Word for word, retype each record shown below.
=== Begin Enclosure ===
PR #1409, opened 2018-09-12
Update split pass to not move control operators

jamesr66a:


jamesr66a:
@onnxbot retest this please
=== End Enclosure ===
▶ _Answer to the exercise_
PR #1409, opened 2018-09-12
Update split pass to not move control operators

jamesr66a:


jamesr66a:
@onnxbot retest this please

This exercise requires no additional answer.